Usted es un gran lector de historia, sobre todo relativa al siglo xx. ¿Qué le atrae de la tarea del historiador? ¿Por qué el novelista que usted es no se conforma con lo que podríamos denominar el procedimiento histórico de acercamiento a la realidad?
Casi cualquier período de la historia o de la prehistoria me apasiona. El historiador es el narrador al que no le está permitido inventar nada. Tener una conciencia histórica me parece una de las herramientas intelectuales y políticas más necesarias: te enseña la variedad y la transitoriedad de las situaciones humanas, te cura de eso tan extendido ahora que un historiador británico llamó «condescendencia hacia el pasado». Pero mi mayor impulso es la curiosidad. Quiero saber qué pasó. En cuanto al siglo xx, no consigo desprenderme de él, aunque me prometí hacerlo cuando terminé La noche de los tiempos. La calamidad de la I Guerra Mundial es un campo de conocimiento inagotable. También el estudio de la historia te enseña que no hay leyes generales, que el flujo de los hechos históricos no va en ninguna dirección. Yo creo que para estudiar historia hace falta tener nociones de teoría del caos: los procesos históricos son tan fluctuantes y tan impredecibles como los meteorológicos.

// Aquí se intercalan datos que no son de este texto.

PR #186, opened 2023-11-10
Monitor explicitly chosen output devices for liveness

Pehrsons:
This mirrors what is done for input devices, and enables the output tests. This fixes cubeb's behavior with Firefox when unplugging a device that is being played to with setSinkId and that does not affect the default device (we used to always install the default-output listener and therefore changes to the default device would trigger a reinit, which would result in an error if the device no longer exists).


Pehrsons:
I see this is a new take on #170, well let me know what you think.

padenot (approved):

PR #187, opened 2023-11-10
Refactor devicechange tests to remove the need for sleeping

Pehrsons:


padenot (approved):
As mentioned elsewhere, this could use a `Channel` but it doesn't matter much.

PR #191, opened 2023-11-20
Remove output channel count restriction

Pehrsons:


padenot (approved):
Mind explaining why we're doing this briefly in the commit message (because that what is expected from cubeb's API as tested in the `cubeb` repo).

PR #192, opened 2023-11-21
Destroying a context with collection change callbacks not removed should crash

padenot:
https://github.com/mozilla/cubeb/blob/54217bca3f3e0cd53c073690a23dd25d83557909/test/test_duplex.cpp#L204-L223 tests this.

### DIFF
--- a/src/backend/mod.rs
+++ b/src/backend/mod.rs
@@ -2334,6 +2334,14 @@ impl ContextOps for AudioUnitContext {
 
 impl Drop for AudioUnitContext {
     fn drop(&mut self) {
+        if cfg!(debug_assertions) {
+            let devices = self.devices.lock().unwrap();
+            assert!(
+                devices.input.changed_callback.is_none()
+                    && devices.output.changed_callback.is_none()
+            );
+        }
+
         {
             let controller = self.latency_controller.lock().unwrap();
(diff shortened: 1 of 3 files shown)


src/backend/asdasd.js
```diff
@@ -0,0 +1,8 @@
+let config = { type: "webrtc", "video": {
+      "contentType": "video/avc",
+      "width": 1,
+      "height": 2,
+      "bitrate": 3,
+      "framerate": 4
+    }};
+navigator.mediaCapabilities.decodingInfo(config).then((r) => console.log(r.powerEfficient));
```
Pehrsons: the what

src/backend/mod.rs
```diff
@@ -2346,15 +2354,6 @@ impl Drop for AudioUnitContext {
                 );
             }
         }
-
-        // Make sure all the pending (device-collection-changed-callback) tasks
-        // in queue are done, and cancel all the tasks appended after `drop` is executed.
-        let queue = self.serial_queue.clone();
-        queue.run_final(|| {
```
Pehrsons: I think we still want to wait for pending tasks (or you run the risk of UAFs?) and cancel future tasks, i.e. we should still do an empty run_final().

Pehrsons (changes requested):

Pehrsons (approved):
LGTM

PR #195, opened 2023-11-23
Don't duck the VPIO output device

Pehrsons:
With VPIO, all output streams other than the one of the VPIO AudioUnit itself, on the VPIO output device, are ducked, i.e., their volume is statically reduced.

From manual testing it seems creation of the VPIO AudioUnit causes ducking of all output streams across all devices. After setting the output device on the VPIO AudioUnit, ducking is undone on all output streams except for those on the VPIO output device. The volume ramp-up of 1 second seems close to the ramp-up that happens automatically on other output devices.

With no control surface to control ducking, manually undo it on the VPIO output device for now.

### DIFF
--- a/coreaudio-sys-utils/src/audio_device_extensions.rs
+++ b/coreaudio-sys-utils/src/audio_device_extensions.rs
@@ -1,0 +1,22 @@
+use coreaudio_sys::*;
+
+// See https://opensource.apple.com/source/WebCore/WebCore-7604.5.6/platform/spi/cf/CoreAudioSPI.h.auto.html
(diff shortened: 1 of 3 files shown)


coreaudio-sys-utils/Cargo.toml
```diff
@@ -1,6 +1,6 @@
 [package]
 name = "coreaudio-sys-utils"
-version = "0.1.0"
+version = "0.1.1"
```
Pehrsons: does it make sense to bump the version?

padenot (approved):
r+, no need to bump the version.

PR #204, opened 2024-01-17
Implement input muting and processing

Pehrsons:
This PR implements the cubeb_stream_set_input_mute and cubeb_stream_set_input_processing_params functions, as well as the associated cubeb_get_supported_input_processing_params.

Input processing through VPIO as implemented supports AEC and NS in combination only.


Pehrsons:
Tested on MacOS 14.0 so far. I'll follow up with some changes as needed by MacOS 12 once I have tested there.

padenot (approved):

PR #210, opened 2024-03-08
Use a context-global shared VPIO unit

Pehrsons:
The shared VPIO unit gets created on the first creation of a duplex stream. It will be used by any request for a duplex VOICE stream, if allowed and possible given the requested devices. With this PR there cannot be two VPIO units for a given context.


padenot (approved):
As discussed on chat.m.o, this could probably be streamlined, it does the job.

PR #215, opened 2024-03-27
Sturdy up VPIO usage with a force-list, allowing it on input-only streams, and not restricting to one instance per context

Pehrsons:
Note that this work is based on the proposed solution in [this doc](https://docs.google.com/document/d/10ClrAs341dSEMghpccu74CW2PxdsEXA4WpuntX-ZZRc/edit?usp=sharing).


padenot (approved):
r+, as discussed.

PR #1752, opened 2021-12-22
Add JS API specs for the SassFunction value type

nex3:
[skip sass-embedded]


jathak (approved):
LGTM aside from the static analysis errors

Yo soy bastante antiplatónico. Me dan horror las abstracciones y las ideas generales
Margueritte Yourcenar afirmó que sabía más del emperador Adriano que de su propio padre porque al primero había tenido que estudiarlo con todo detalle, exhaustivamente, agotando todos los documentos sobre él, mientras que de su padre sólo tenía el recuerdo. ¿Le ha ocurrido en algún momento en alguna medida?, ¿tal vez en Como la sombra que se va?
Son obsesiones devoradoras que, por fortuna, al menos en mi caso, terminan cuando termino el libro. El peligro de averiguar tanto sobre alguien es pensar que todo lo que tú sabes puede ser tan interesante para el lector como lo es para ti… Me pasó igual con otra novela en la que usé mucha documentación, Plenilunio. Es el asombro de todo lo que se puede saber sobre una persona y al mismo tiempo darse cuenta de que es un perfecto desconocido. Yo aprendí muchos detalles sobre la vida de James Earl Ray, pero en el centro de todo eso hay un gran espacio en blanco. Nadie sabe lo que hay detrás de todos los datos y detrás de todas las mentiras que siguió contando hasta el día de su muerte.